Ludovici built the Quinta de Alfarrobeira estate in Benfica, completed in 1727, and in its chapel, he married D. Anna Maria Verney (sister of Luís António Verney) in 1720. From this marriage, seven children were born. In Lisbon, at the top of Calçada da Glória, he built a five-story palace with balcony windows, considered one of the most beautiful in old Lisbon, completed in 1747. Ludovici was also involved in the construction of the Águas Livres Aqueduct, although he opposed the solutions proposed for the Alcântara Valley crossing.
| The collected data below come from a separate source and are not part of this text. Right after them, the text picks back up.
PR #12577, opened 2021-11-03
EIP-1559 V2 : Adding advancedGasFee property to Preference Controller

### LINKED ISSUE #12447: EIP-1559 V2: Create new preference controller properties required to implement EIP-1559 V2 features
EIP-1559 V2 allows the user to save custom settings as defaults, these will include the `option to use custom Max Base Fee and Priority Fee values and advanced settings as default.`

Also will be needed:
- setters for each of these properties in the preferences controller
- getters for each of these in the redux metamask duck
- necessary functions to be added in actions.js

Screen Shot 2021-11-03 at 6 00 27 PM

NiranjanaBinoy:
Fixes: #12447 

EIP-1559 V2 allows the user to save custom settings as defaults, these will include the option to use custom Max Base Fee and Priority Fee values and advanced settings as default.

### DIFF
--- a/app/scripts/controllers/preferences.js
+++ b/app/scripts/controllers/preferences.js
@@ -37,6 +37,7 @@ export default class PreferencesController {
       // set to true means the dynamic list from the API is being used
       // set to false will be using the static list from contract-metadata
       useTokenDetection: false,
+      useAdvancedGasFee: false,
 
       // WARNING: Do not use feature flags for security-sensitive things.
       // Feature flag toggling is available in the global namespace
@@ -127,6 +128,16 @@ export default class PreferencesController {
    */
   setUseTokenDetection(val) {
     this.store.updateState({ useTokenDetection: val });
+  }
+
+  /**
+   * Setter for the `useAdvancedGasFee` property
+   *
+   * @param {boolean} val - Whether or not the user prefers to use the static token list or dynamic token list from the API
+   *
+   */
+  setUseAdvancedGasFee(val) {
+    this.store.updateState({ useAdvancedGasFee: val });
   }
 
   /**
--- a/app/scripts/controllers/preferences.js
+++ b/app/scripts/controllers/preferences.js
@@ -37,7 +37,10 @@ export default class PreferencesController {
       // set to true means the dynamic list from the API is being used
       // set to false will be using the static list from contract-metadata
       useTokenDetection: false,
-      useAdvancedGasFee: false,
+      advancedGasFee: {
+        maxBaseFee: '',
+        priorityFee: '',
+      },
 
       // WARNING: Do not use feature flags for security-sensitive things.
       // Feature flag toggling is available in the global namespace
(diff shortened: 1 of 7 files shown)


app/scripts/controllers/preferences.js
```diff
@@ -129,6 +130,16 @@ export default class PreferencesController {
     this.store.updateState({ useTokenDetection: val });
   }
 
+  /**
+   * Setter for the `useAdvancedGasFee` property
+   *
+   * @param {boolean} val - Whether or not the user prefers to use the static token list or dynamic token list from the API
```
danjm, line 136: param description here needs to change

danjm (commented):
only one small piece of feedback

jpuri:
@NiranjanaBinoy : we need 2 values here:
1. max base fee - percentile value
2. priority fee - in GWEI

We can probably make this an object with 2 props maxFee, maxPriorityFee instead of boolean.

app/scripts/controllers/preferences.js
```diff
@@ -37,6 +37,10 @@ export default class PreferencesController {
       // set to true means the dynamic list from the API is being used
       // set to false will be using the static list from contract-metadata
       useTokenDetection: false,
+      advancedGasFee: {
+        maxBaseFee: '',
+        priorityFee: '',
+      },
```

== Honors and recognition ==
Dom João V granted him several honors, including his appointment in 1720 as the Architect of the Works of São Vicente de Fora and the Order of Christ in 1740. By 1718, during the works at Évora Cathedral, Dom João V referred to him as REGIUS ARCHITECTUS - IOANNES FEDERICUS LUDOVISIUS. However, his supreme recognition came in 1750, during the reign of Dom José I, when he was officially named Master Architect of the Kingdom, with the rank, salary, and status of Infantry Brigadier. The decree mentioned his 43 years of service to Dom João V, noting that his designs and models, once executed, reflected the magnificence of the monarch who commissioned them, and that his instruction of the workers had significantly advanced the arts in the kingdom. The decree also referenced services rendered both within the kingdom and abroad, implying that his work extended to Colonial Brazil.

== Death ==
As historian Vilhena de Barbosa later emphatically wrote (in "Estudos Históricos e Arqueológicos - Volume II"): "[...] this appointment of the octogenarian artist was not a reward for his services. It had a nobler and higher meaning: it was the disinterested reward given for merit; it was the laurel crown with which a grateful people's crowned representative adorned the illustrious artist at the end of his worldly life. It was, in the end, the light of glory projecting brilliance over an as yet empty grave, while also illuminating the path for new disciples toward the Temple of the Arts."

Covered in prestige and surrounded by great respect, **João Frederico Ludovice** died in Lisbon on January 18, 1752, on Rua Larga de São Roque—where he was then residing—and was buried in the Church of São Roque, as recorded in his death certificate.